Deterministic Rendezvous in Infinite Trees

TL;DR

This paper investigates deterministic rendezvous algorithms in infinite trees, showing how orientation affects rendezvous time and providing optimal algorithms under various knowledge assumptions about the network.

Contribution

It introduces rendezvous algorithms for infinite trees, analyzing the impact of orientation and initial knowledge on complexity, and establishes lower bounds matching upper bounds.

Findings

Unoriented regular trees require exponential time in D for rendezvous.

Orientation can significantly reduce rendezvous time in certain cases.

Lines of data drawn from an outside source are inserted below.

PR #782, opened 2017-08-22
koji_import: use get_orchestrator_build_logs in plugin

jarodwilson:
Make use of osbs-client's new get_orchestrator_build_logs api to acquire
orchestrator and per-arch log files when importing a build.

Signed-off-by: Jarod Wilson <jarod@redhat.com>

### DIFF
--- a/atomic_reactor/koji_util.py
+++ b/atomic_reactor/koji_util.py
@@ -9,6 +9,7 @@ of the BSD license. See the LICENSE file for details.
 from __future__ import print_function
 
 
+from collections import namedtuple
 import koji
 import logging
 import os
@@ -18,6 +19,28 @@ from atomic_reactor.constants import DEFAULT_DOWNLOAD_BLOCK_SIZE
 
 
 logger = logging.getLogger(__name__)
+Output = namedtuple('Output', ['file', 'metadata'])
+
+
+class KojiUploadLogger(object):
+    def __init__(self, logger, notable_percent=10):
+        self.logger = logger
+        self.notable_percent = notable_percent
+        self.last_percent_done = 0
+
+    def callback(self, offset, totalsize, size, t1, t2):  # pylint: disable=W0613
+        if offset == 0:
+            self.logger.debug("upload size: %.1fMiB", totalsize / 1024.0 / 1024)
+
+        if not totalsize or not t1:
+            return
+
+        percent_done = 100 * offset / totalsize
+        if (percent_done >= 99 or
+                percent_done - self.last_percent_done >= self.notable_percent):
+            self.last_percent_done = percent_done
+            self.logger.debug("upload: %d%% done (%.1f MiB/sec)",
+                              percent_done, size / t1 / 1024 / 1024)
 
 
 def koji_login(session,
--- a/atomic_reactor/plugins/exit_koji_import.py
+++ b/atomic_reactor/plugins/exit_koji_import.py
@@ -9,7 +9,9 @@ of the BSD license. See the LICENSE file for details.
 from __future__ import unicode_literals
 
 import json
+import os
 import time
+from tempfile import NamedTemporaryFile
 
 from atomic_reactor import start_time as atomic_reactor_start_time
 from atomic_reactor.plugin import ExitPlugin
@@ -23,10 +25,12 @@ from atomic_reactor.constants import (PLUGIN_KOJI_IMPORT_PLUGIN_KEY,
                                       PLUGIN_PULP_SYNC_KEY,
                                       PLUGIN_FETCH_WORKER_METADATA_KEY,
                                       PLUGIN_GROUP_MANIFESTS_KEY)
-from atomic_reactor.util import (get_build_json, get_preferred_label, df_parser, ImageName)
-from atomic_reactor.koji_util import create_koji_session
+from atomic_reactor.util import (get_build_json, get_preferred_label,
+                                 df_parser, ImageName, get_checksums)
+from atomic_reactor.koji_util import (create_koji_session, Output, KojiUploadLogger)
 from osbs.conf import Configuration
 from osbs.api import OSBS
+from osbs.exceptions import OsbsException
 
 
 class KojiImportPlugin(ExitPlugin):
@@ -58,6 +62,7 @@ class KojiImportPlugin(ExitPlugin):
                  verify_ssl=True, use_auth=True,
                  koji_ssl_certs=None, koji_proxy_user=None,
                  koji_principal=None, koji_keytab=None,
+                 blocksize=None,
                  target=None, poll_interval=5):
         """
         constructor
@@ -72,6 +77,7 @@ class KojiImportPlugin(ExitPlugin):
         :param koji_proxy_user: str, user to log in as (requires hub config)
         :param koji_principal: str, Kerberos principal (must specify keytab)
         :param koji_keytab: str, keytab name (must specify principal)
+        :param blocksize: int, blocksize to use for uploading files
         :param target: str, koji target
         :param poll_interval: int, seconds between Koji task status requests
         """
@@ -84,6 +90,7 @@ class KojiImportPlugin(ExitPlugin):
         self.koji_principal = koji_principal
         self.koji_keytab = koji_keytab
 
+        self.blocksize = blocksize
         self.target = target
         self.poll_interval = poll_interval
 
@@ -148,6 +155,46 @@ class KojiImportPlugin(ExitPlugin):
                 buildroots.append(instance)
 
         return buildroots
+
+    def get_logs(self):
+        """
+        Build list of log files
+
+        :return: list, of log files
+        """
+
+        logs = None
+        output = []
+
+        # Collect logs from server
+        try:
+            logs = self.osbs.get_orchestrator_build_logs(self.build_id)
+        except OsbsException as ex:
+            self.log.error("unable to get build logs: %r", ex)
+            return output
+        except TypeError:
+            # Older osbs-client has no get_orchestrator_build_logs
+            self.log.error("OSBS client does not support get_orchestrator_build_logs")
+            return output
+
+        platform_logs = {}
+        for entry in logs:
+            platform = entry.platform
+            if platform not in platform_logs:
+                filename = 'orchestrator' if platform is None else platform
+                platform_logs[platform] = NamedTemporaryFile(prefix="%s-%s" %
+                                                             (self.build_id, filename),
+                                                             suffix=".log", mode='wb')
+            platform_logs[platform].write(entry.line.encode('utf-8'))
+
+        for platform, logfile in platform_logs.items():
+            logfile.flush()
+            filename = 'orchestrator' if platform is None else platform
+            metadata = self.get_output_metadata(logfile.name, "%s.log" % filename)
+            output.append(Output(file=logfile, metadata=metadata))
+
+        return output
+
 
     def set_help(self, extra, worker_metadatas):
         all_annotations = [get_worker_build_info(self.workflow, platform).build.get_annotations()
@@ -217,6 +264,21 @@ class KojiImportPlugin(ExitPlugin):
                             self.log.debug("reset tags to so that docker is %s",
                                            instance['extra']['docker'])
 
+    def get_output_metadata(self, path, filename):
+        """
+        Describe a file by its metadata.
+
+        :return: dict
+        """
+
+        checksums = get_checksums(path, ['md5'])
+        metadata = {'filename': filename,
+                    'filesize': os.path.getsize(path),
+                    'checksum': checksums['md5sum'],
+                    'checksum_type': 'md5'}
+
+        return metadata
+
     def get_build(self, metadata, worker_metadatas):
         start_time = int(atomic_reactor_start_time)
 
@@ -272,6 +334,16 @@ class KojiImportPlugin(ExitPlugin):
         return build
 
     def combine_metadata_fragments(self):
+        def add_buildroot_id(output, buildroot_id):
+            logfile, metadata = output
+            metadata.update({'buildroot_id': buildroot_id})
+            return Output(file=logfile, metadata=metadata)
+
+        def add_log_type(output):
+            logfile, metadata = output
+            metadata.update({'type': 'log', 'arch': 'noarch'})
+            return Output(file=logfile, metadata=metadata)
+
         try:
             metadata = get_build_json()["metadata"]
             self.build_id = metadata["name"]
@@ -284,7 +356,11 @@ class KojiImportPlugin(ExitPlugin):
         worker_metadatas = self.workflow.postbuild_results.get(PLUGIN_FETCH_WORKER_METADATA_KEY)
         build = self.get_build(metadata, worker_metadatas)
         buildroot = self.get_buildroot(worker_metadatas)
+        buildroot_id = buildroot[0]['id']
         output = self.get_output(worker_metadatas)
+        output_files = [add_log_type(add_buildroot_id(md, buildroot_id))
+                        for md in self.get_logs()]
+        output.extend([of.metadata for of in output_files])
 
         koji_metadata = {
             'metadata_version': metadata_version,
@@ -292,7 +368,7 @@ class KojiImportPlugin(ExitPlugin):
             'buildroots': buildroot,
             'output': output,
         }
-        return koji_metadata
+        return koji_metadata, output_files
 
     def login(self):
         """
@@ -309,6 +385,28 @@ class KojiImportPlugin(ExitPlugin):
             "krb_keytab": str(self.koji_keytab)
         }
         return create_koji_session(str(self.kojihub), auth_info)
+
+    def upload_file(self, session, output, serverdir):
+        """
+        Upload a file to koji
+
+        :return: str, pathname on server
+        """
+        name = output.metadata['filename']
+        self.log.debug("uploading %r to %r as %r",
+                       output.file.name, serverdir, name)
+
+        kwargs = {}
+        if self.blocksize is not None:
+            kwargs['blocksize'] = self.blocksize
+            self.log.debug("using blocksize %d", self.blocksize)
+
+        upload_logger = KojiUploadLogger(self.log)
+        session.uploadWrapper(output.file.name, serverdir, name=name,
+                              callback=upload_logger.callback, **kwargs)
+        path = os.path.join(serverdir, name)
+        self.log.debug("uploaded %r", path)
+        return path
 
     def run(self):
         """
@@ -329,7 +427,16 @@ class KojiImportPlugin(ExitPlugin):
 
         server_dir = get_koji_upload_dir(self.workflow)
 
-        koji_metadata = self.combine_metadata_fragments()
+        koji_metadata, output_files = self.combine_metadata_fragments()
+
+        try:
+            for output in output_files:
+                if output.file:
+                    self.upload_file(session, output, server_dir)
+        finally:
+            for output in output_files:
+                if output.file:
+                    output.file.close()
 
         try:
             build_info = session.CGImport(koji_metadata, server_dir)
--- a/atomic_reactor/plugins/exit_koji_promote.py
+++ b/atomic_reactor/plugins/exit_koji_promote.py
@@ -8,7 +8,6 @@ of the BSD license. See the LICENSE file for details.
 
 from __future__ import unicode_literals
 
-from collections import namedtuple
 import json
 import os
 import random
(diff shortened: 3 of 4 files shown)


atomic_reactor/plugins/exit_koji_promote.py
```diff
@@ -37,6 +37,12 @@
 from osbs.api import OSBS
 from osbs.exceptions import OsbsException
 
+have_get_orchestrator_build_logs = True
+try:
+    from osbs import get_orchestrator_build_logs
+except (ImportError, SyntaxError):
```
twaugh: Don't think we need to trap SyntaxError here. For dockpulp we did that just because dockpulp isn't valid Python 3.

atomic_reactor/plugins/exit_koji_promote.py
```diff
@@ -326,43 +332,93 @@ def get_buildroot(self, build_id):
...
+
+        :return: list, Output instances
+        """
+        output = []
+
+        # Build list of arches
+        arches = []
+        for log in logs:
+            if log.platform is not None and log.platform not in arches:
+                arches.append(log.platform)
```
twaugh: Could also write this as `arches = set([log.platform for log in logs if log.platform is not None])`

atomic_reactor/plugins/exit_koji_promote.py
```diff
@@ -37,6 +37,12 @@
 from osbs.api import OSBS
 from osbs.exceptions import OsbsException
 
+have_get_orchestrator_build_logs = True
+try:
+    from osbs import get_orchestrator_build_logs
```
twaugh: This isn't a module-level function though, it's a method on a class instance (instances of osbs.api.OSBS).

atomic_reactor/plugins/exit_koji_promote.py
```diff
@@ -326,43 +332,93 @@ def get_buildroot(self, build_id):
...
         """
 
+        logs = None
         output = []
 
         # Collect logs from server
         try:
-            logs = self.osbs.get_build_logs(self.build_id)
+            if have_get_orchestrator_build_logs:
+                logs = get_orchestrator_build_logs(self.build_id)
```
twaugh: Maybe this should be a `try:`/`except AttributeError:` instead?
```
try:
    logs = self.osbs.get_orchestrator_build_logs(self.build_id)
except AttributeError:
    # get_orchestrator_build_logs was introduced in ...
    logs = self.osbs.get_build_logs(...)
```

twaugh: Maybe do the parsing inside each block too.

atomic_reactor/plugins/exit_koji_promote.py
twaugh: In fact, we should avoid iterating more than once. It's a generator so further iterations will produce no items.

How about
```
platform_logs = {}
for log in logs:
    platform_logs.setdefault(log.platform, [])
    platform_logs[log.platform].append(log.line)
```
etc

atomic_reactor/plugins/exit_koji_promote.py
```diff
@@ -326,43 +332,93 @@ def get_buildroot(self, build_id):
...
+        """
+        output = []
+
+        # Deleted once closed
+        logfile = NamedTemporaryFile(prefix=self.build_id, suffix=".log", mode='wb')
+        try:
+            logfile.write(logs)
+        except (TypeError, UnicodeEncodeError):
+            # Older osbs-client versions returned Unicode objects
+            logfile.write(logs.encode('utf-8'))
```
vrutkovs: Maybe it should first try to write UTF-8 encoded line and then fall back to `write(logs)`?

twaugh: I think this is pre-existing code which was just moved around.

jarodwilson: Correct, this was just some pre-existing code that got moved around a little bit.

jarodwilson:
So I had a suspicion I might not be putting this stuff in the right place. Not quite sure yet where to shoehorn this into koji_import at though -- possibly into get_output()?

twaugh:
Yes, `get_output()` is probably as good a place as any.

atomic_reactor/plugins/exit_koji_import.py
```diff
@@ -20,10 +23,35 @@
...
 from atomic_reactor.plugins.pre_check_and_set_rebuild import is_rebuild
 from atomic_reactor.constants import PLUGIN_KOJI_IMPORT_PLUGIN_KEY
-from atomic_reactor.util import (get_build_json, get_preferred_label, df_parser)
+from atomic_reactor.util import (get_build_json, get_preferred_label, df_parser, get_checksums)
 from atomic_reactor.koji_util import create_koji_session
 from osbs.conf import Configuration
 from osbs.api import OSBS
+from osbs.exceptions import OsbsException
+
+LogEntry = namedtuple('LogEntry', ['platform', 'line'])
```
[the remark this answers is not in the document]
jarodwilson: Oops, stray relic. Removing.

atomic_reactor/plugins/exit_koji_import.py
```diff
@@ -20,10 +23,35 @@
...
+Output = namedtuple('Output', ['file', 'metadata'])
+
+
+class KojiUploadLogger(object):
```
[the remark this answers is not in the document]
jarodwilson: Yeah, was thinking that was the way to go as well, since it's 100% copy-n-paste, just wasn't sure if it was the right thing to copy-n-paste yet. I'll go ahead and make that change.

atomic_reactor/plugins/exit_koji_import.py
```diff
@@ -55,6 +83,7 @@ def __init__(self, tasker, workflow, kojihub, url,
                  verify_ssl=True, use_auth=True,
                  koji_ssl_certs=None, koji_proxy_user=None,
                  koji_principal=None, koji_keytab=None,
+                 metadata_only=False, blocksize=None,
```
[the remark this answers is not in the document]
jarodwilson: Done.

atomic_reactor/plugins/exit_koji_import.py
```diff
@@ -69,6 +98,8 @@ def __init__(self, tasker, workflow, kojihub, url,
         :param koji_proxy_user: str, user to log in as (requires hub config)
         :param koji_principal: str, Kerberos principal (must specify keytab)
         :param koji_keytab: str, keytab name (must specify principal)
+        :param metadata_only: bool, whether to omit the 'docker save' image
```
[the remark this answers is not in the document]
jarodwilson: Done.

atomic_reactor/plugins/exit_koji_import.py
```diff
@@ -81,6 +112,8 @@ def __init__(self, tasker, workflow, kojihub, url,
         self.koji_principal = koji_principal
         self.koji_keytab = koji_keytab
 
+        self.metadata_only = metadata_only
```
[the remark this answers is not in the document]
jarodwilson: Done.

atomic_reactor/plugins/exit_koji_import.py
```diff
@@ -119,6 +152,65 @@ def get_buildroot(self, worker_metadatas):
...
+            logs = self.osbs.get_orchestrator_build_logs(self.build_id)
+        except OsbsException as ex:
+            self.log.error("unable to get build logs: %r", ex)
+            return output
+        except TypeError:
+            # Older osbs-client has no get_orchestrator_build_logs
+            self.log.error("Your osbs client doesn't support this functionality")
+            return output
+
+        self.log.info("logs=%s", logs)
```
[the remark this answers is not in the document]
jarodwilson: Stray debug logging, oops.

atomic_reactor/plugins/exit_koji_import.py
```diff
@@ -119,6 +152,65 @@ def get_buildroot(self, worker_metadatas):
...
+        platform_logs = {}
+        for entry in logs:
+            self.log.info("platform: %s, line: %s", entry.platform, entry.line)
```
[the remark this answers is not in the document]
jarodwilson: More stray logging added while debugging things getting it to a working state, will remove.

atomic_reactor/plugins/exit_koji_import.py
```diff
@@ -119,6 +152,65 @@ def get_buildroot(self, worker_metadatas):
...
+            for entry in platform_logs[arch]:
+                self.log.info("platform_logs[%s]: %s", arch, entry)
+                logfile.write(entry)
+            logfile.flush()
+            metadata = self.get_output_metadata(logfile.name, "%s.log" % arch)
+            output.append(Output(file=logfile, metadata=metadata))
+
+        logfile = NamedTemporaryFile(prefix="%s-orchestrator" % self.build_id,
+                                     suffix=".log", mode='wb')
+        orchestrator_logs = (log.line for log in logs if log.platform is None)
```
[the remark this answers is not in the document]
jarodwilson: Ah. Right. An earlier version of the code built an arches list that excluded None, so that was added for the None logs, but now we're building a list that includes None... Okay, I'll figure out something for that shortly here.

atomic_reactor/plugins/exit_koji_import.py
```diff
@@ -143,6 +235,24 @@ def set_media_types(self, extra, worker_metadatas):
...
+        """
+
+        checksums = get_checksums(path, ['md5'])
+        metadata = {'filename': filename,
+                    'filesize': os.path.getsize(path),
+                    'checksum': checksums['md5sum'],
+                    'checksum_type': 'md5'}
+
+        if self.metadata_only:
+            metadata['metadata_only'] = True
```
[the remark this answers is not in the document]
jarodwilson: Removed.

lcarva:
merge conflicts

atomic_reactor/plugins/exit_koji_import.py
```diff
@@ -149,6 +156,55 @@ def get_buildroot(self, worker_metadatas):
...
+
+        # Collect logs from server
+        try:
+            logs = self.osbs.get_orchestrator_build_logs(self.build_id)
+        except OsbsException as ex:
+            self.log.error("unable to get build logs: %r", ex)
+            return output
+        except TypeError:
+            # Older osbs-client has no get_orchestrator_build_logs
+            self.log.error("Your osbs client doesn't support this functionality")
```
lcarva: Maybe it's worth describing what the functionality is?

atomic_reactor/plugins/exit_koji_import.py
```diff
@@ -149,6 +156,55 @@ def get_buildroot(self, worker_metadatas):
...
+            return output
+
+        platform_logs = {}
+        for entry in logs:
+            platform_logs.setdefault(entry.platform, [])
+            platform_logs[entry.platform].append(entry.line)
```
lcarva: Should we be concerned with loading the whole log into memory?
Not sure if writing each line per iteration is needed.

atomic_reactor/plugins/exit_koji_import.py
```diff
@@ -149,6 +156,55 @@ def get_buildroot(self, worker_metadatas):
...
+                                         suffix=".log", mode='wb')
+            for entry in platform_logs[arch]:
+                logfile.write(entry)
+            logfile.flush()
+            metadata = self.get_output_metadata(logfile.name, "%s.log" % filename)
+            output.append(Output(file=logfile, metadata=metadata))
+
+        docker_logs = NamedTemporaryFile(prefix="docker-%s" % self.build_id,
+                                         suffix=".log", mode='wb')
+        docker_logs.write("\n".join(self.workflow.build_result.logs).encode('utf-8'))
```
lcarva: Isn't this empty on orchestrator builds?

`koji_upload` currently handles this file. We should probably change it there so it reports a build.log for each platform.

atomic_reactor/util.py
```diff
@@ -34,6 +35,28 @@
 from requests.utils import guess_json_utf
 
 logger = logging.getLogger(__name__)
+Output = namedtuple('Output', ['file', 'metadata'])
+
+
+class KojiUploadLogger(object):
```
lcarva: Maybe `koji_util.py` is a better home?

atomic_reactor/plugins/exit_koji_import.py
```diff
@@ -211,14 +331,16 @@ def combine_metadata_fragments(self):
...
         buildroot = self.get_buildroot(worker_metadatas)
         output = self.get_output(worker_metadatas)
+        output_files = [add_log_type(add_buildroot_id(md))
+                        for md in self.get_logs()]
 
         koji_metadata = {
             'metadata_version': metadata_version,
             'build': build,
             'buildroots': buildroot,
             'output': output,
```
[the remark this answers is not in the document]
jarodwilson: This should be implemented (and working!) in the latest push.

atomic_reactor/plugins/exit_koji_import.py
jarodwilson: Will make that message less ambiguous and more useful.

atomic_reactor/plugins/exit_koji_import.py
jarodwilson: A prior iteration of the code did loop through the log just trying to build a list of arches, and then wrote out the log lines to the files, but it ended up looping through the logs once to build the list of arches, then one time for each of the arches as well, and @twaugh actually suggested the above. I suppose one question that should be asked here is if we should be trying to dynamically build the list of arches, just assume a static list of possible arches, and not send any empty logs, so we only need to loop over the combined log once to split out each line and write them out to individual files. Might be possible to do all in a single loop, including creating a dynamic arch list, by someone a bit more adept at python than I am... :)

atomic_reactor/plugins/exit_koji_import.py
jarodwilson: Ah. It could well be empty, you'd know better than I would. Some of this is just copy-n-paste as a base from other logging code, it's entirely possible I've brought over bits that aren't needed. I *think* the $arch.log files are supposed to be the per-arch build.log files, aren't they? I could be woefully mistaken though.

atomic_reactor/util.py
jarodwilson: Whoops, that's actually what @twaugh had suggested as well, I'd moved it from being in two plugins to util instead of koji_util, will relocate that now.

atomic_reactor/plugins/exit_koji_import.py
twaugh: I think it can be done in a single loop. How about `.setdefault(entry.platform, NamedTemporaryFile(...))`...?

atomic_reactor/koji_util.py
```diff
@@ -18,6 +18,28 @@
 
 
 logger = logging.getLogger(__name__)
+Output = namedtuple('Output', ['file', 'metadata'])
```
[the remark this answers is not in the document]
jarodwilson: This was fixed, I dunno why stickler hasn't hidden this, other than probably because the fix was a few lines north, adding the import.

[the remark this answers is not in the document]
lcarva: Yeah, stickler doesn't remove its previous comments. At the bottom of this PR it shows that stickler is happy now.

atomic_reactor/plugins/exit_koji_import.py
jarodwilson: Okay, per discussion on IRC, I think I've whipped up something that seems to work with a single pass through the logs, and without loading the whole log into memory before writing it out to temp files.

atomic_reactor/koji_util.py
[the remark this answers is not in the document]
jarodwilson: No, I know it doesn't remove them, but it usually hides them under a "Show outdated" collapsible thingamajig if there are code changes in the area it was complaining about. Whatever the case, yeah, this is fixed, ignoring it now. :)

atomic_reactor/plugins/exit_koji_import.py
```diff
@@ -149,6 +156,52 @@ def get_buildroot(self, worker_metadatas):
...
+        for entry in logs:
+            platform = entry.platform
+            platform_logs.setdefault(platform, [])
+            if platform not in platforms:
+                platforms.append(platform)
+                platform_name[platform] = platform
+                if platform is None:
+                    platform_name[platform] = "orchestrator"
+                platform_logs[platform] = NamedTemporaryFile(prefix="%s-%s" %
+                                                             (self.build_id, platform_name[platform]),
```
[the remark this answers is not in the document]
jarodwilson: Look here, stickler. You can't have it both ways. You tell me my line is under-indented, so I indent it further, and now you complain that the line is too long. I'm kind of running out of options here, and anything further I do to try to silence you will do nothing but make the code harder to read.

atomic_reactor/plugins/exit_koji_import.py
```diff
@@ -149,6 +156,53 @@ def get_buildroot(self, worker_metadatas):
...
+            return output
+
+        platforms = []
+        platform_name = {}
+        platform_logs = {}
+        for entry in logs:
+            platform = entry.platform
+            platform_logs.setdefault(platform, [])
+            if platform not in platforms:
+                platforms.append(platform)
```
twaugh: So `platform_logs` is a dict of "platform (str)" -> "file-like obj". Do you also need to keep a list of platforms? I'd expect to see something like:
```
for entry in logs:
    platform = entry.platform
    if platform not in platform_logs:
        filename = 'orchestrator' if platform is None else platform
        prefix = "%s-%s" % (self.build_id, filename)
        platform_logs[platform] = NamedTemporaryFile(prefix=prefix, ...)
    platform_logs[platform].write(entry.line)

for platform, logfile in platforms.items():
    logfile.flush()
    ...
```

jarodwilson: Seems to be working now, with 'if platform not in platform_logs.items():'.

atomic_reactor/plugins/exit_koji_import.py
```diff
@@ -149,6 +156,47 @@ def get_buildroot(self, worker_metadatas):
...
+
+        platform_logs = {}
+        for entry in logs:
+            platform = entry.platform
+            platform_logs.setdefault(platform, [])
+            if platform not in platform_logs.items():
+                filename = 'orchestrator' if platform is None else platform
+                platform_logs[platform] = NamedTemporaryFile(prefix="%s-%s" %
+                                                             (self.build_id, filename),
+                                                             suffix=".log", mode='wb')
```
twaugh: I think this wants to be `mode='wt'`. The interface for `get_orchestrator_build_logs()` tells us that `.line` will be a 'str' ('unicode' in Python 2), not a 'bytes', so in order to write it to a file in binary mode we'd need to encode it (to e.g. UTF-8). Using `mode='wt'` means this happens automatically for us.

tests/plugins/test_koji_import.py
```diff
@@ -239,12 +241,9 @@ def mock_environment(tmpdir, session=None, name=None,
     flexmock(subprocess, Popen=fake_Popen)
     flexmock(koji, ClientSession=lambda hub, opts: session)
     flexmock(GitSource)
-    if logs_return_bytes:
-        logs = b'build logs - \xe2\x80\x98 \xe2\x80\x97 \xe2\x80\x99'
-    else:
-        logs = 'build logs - \u2018 \u2017 \u2019'
+    logs = [LogEntry('x86_64', 'Hurray for bacon')]
```
twaugh: Maybe include a Unicode non-ASCII  code point like \u2017 to catch encoding issues.

twaugh: I'm starting to think that automatic UTF-8 encoding for files only works properly in Python 3. I can't seem to get it to work right in Python2.

So I think we should use an explicitly Unicode log message like `u'Hurray for bacon \u2017'` and fix up the `.write()` call so that it encodes the log line to 'utf-8' explicitly.

twaugh:
Looks great! Needs some squashing, and still has '[wip]' in the PR title.

jarodwilson:
All squashed and fixed up to remove the [wip] prefixes.

atomic_reactor/plugins/exit_koji_import.py
lcarva: What's the resolution here?

twaugh: It had to be 'wb', with explicit `.encode()` calls before writing, to make Python 2 happy -- do you know another way?

atomic_reactor/plugins/exit_koji_import.py
```diff
@@ -149,6 +156,47 @@ def get_buildroot(self, worker_metadatas):
...
+        except TypeError:
+            # Older osbs-client has no get_orchestrator_build_logs
+            self.log.error("OSBS client does not support get_orchestrator_build_logs")
+            return output
+
+        platform_logs = {}
+        for entry in logs:
+            platform = entry.platform
+            platform_logs.setdefault(platform, [])
+            if platform not in platform_logs.items():
```
lcarva: When will `platform` ever be in `platform_logs.items()`?

Should this be something like this:

```python
platform = entry.platform
# platform_logs.setdefault(platform, [])  # Don't use setdefault if we need to check if key exists
if platform not in platform_logs:  # This actually checks if platform is in keys of platform_logs, not items
  platorm_logs[plaform] = NamedTemporaryFile(...)
  
```

atomic_reactor/plugins/exit_koji_import.py
lcarva: No, I do not. Currently resolution seems good to me.

atomic_reactor/plugins/exit_koji_import.py
twaugh: Good catch.

jarodwilson: Ah, I forgot about something here when I ran into it last night. With just 'if platform not in platform_logs:', the log file was never getting created, for whatever reason -- the self-tests would bomb out on the following .write() call, saying that you can't use .write on a dict, iirc, so something wasn't quite working, but it seems .items() wasn't the right fix either. Prior code using a separate list of platforms did seem to work correctly, though I guess better understanding why the code as suggested by both @twaugh and @lcarva isn't behaving as expected.

twaugh: Original discussion: https://github.com/projectatomic/atomic-reactor/pull/782#discussion_r135921167

jarodwilson: It would help if I'd read @lcarva 's comment closer, it shows that the check would never be true, since the setdefault call right before it made sure that was never true.

atomic_reactor/plugins/exit_koji_import.py
```diff
@@ -149,6 +156,48 @@ def get_buildroot(self, worker_metadatas):
...
+        platform_logs = {}
+        for entry in logs:
+            platform = entry.platform
+            if platform not in platform_logs:
+                filename = 'orchestrator' if platform is None else platform
+                platform_logs[platform] = NamedTemporaryFile(prefix="%s-%s" %
+                                                             (self.build_id, filename),
+                                                             suffix=".log", mode='wb')
+            else:
+                platform_logs.setdefault(platform, [])
```
twaugh: This looks wrong. This is saying that if `platform` is not a key in the `platform_logs` dict, it should be added with the value being an empty list.

But we already know it is a key in the dict, or we wouldn't get here.

Also why `[]`? The values are meant to be file-like objects, not lists.

jarodwilson: Bah. I'm not sure why I thought that snippet needed to stay in some form. Will just remove it.

lcarva:
I'm tempted to think this doesn't need release notes update. Let me know otherwise.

Optimal algorithms are achieved when agents have knowledge of network parameters.

Abstract

The rendezvous task calls for two mobile agents, starting from different nodes of a network modeled as a graph to meet at the same node. Agents have different labels which are integers from a set $\{1,\dots,L\}$. They wake up at possibly different times and move in synchronous rounds. In each round, an agent can either stay idle or move to an adjacent node. We consider deterministic rendezvous algorithms. The time of such an algorithm is the number of rounds since the wakeup of the earlier agent till the meeting. In this paper we consider rendezvous in infinite trees. Our main goal is to study the impact of orientation of a tree on the time of rendezvous. We first design a rendezvous algorithm working for unoriented regular trees, whose time is in $O(z(D) \log L)$, where $z(D)$ is the size of the ball of radius $D$, i.e, the number of nodes at distance at most $D$ from a given node. The algorithm works for arbitrary delay between waking times of agents and does not require any initial information about parameters $L$ or $D$. Its disadvantage is its complexity: $z(D)$ is exponential in $D$ for any degree $d>2$ of the tree. We prove that this high complexity is inevitable: $\Omega(z(D))$ turns out to be a lower bound on rendezvous time in unoriented regular trees, even for simultaneous start and even when agents know $L$ and $D$. Then we turn attention to oriented trees. While for arbitrary delay between waking times of agents the lower bound $\Omega(z(D))$ still holds, for simultaneous start the time of rendezvous can be dramatically shortened. We show that if agents know either a polynomial upper bound on $L$ or a linear upper bound on $D$, then rendezvous can be accomplished in oriented trees in time $O(D\log L)$, which is optimal. When no such extra knowledge is available, we design an algorithm working in time $O(D^2+\log ^2L)$.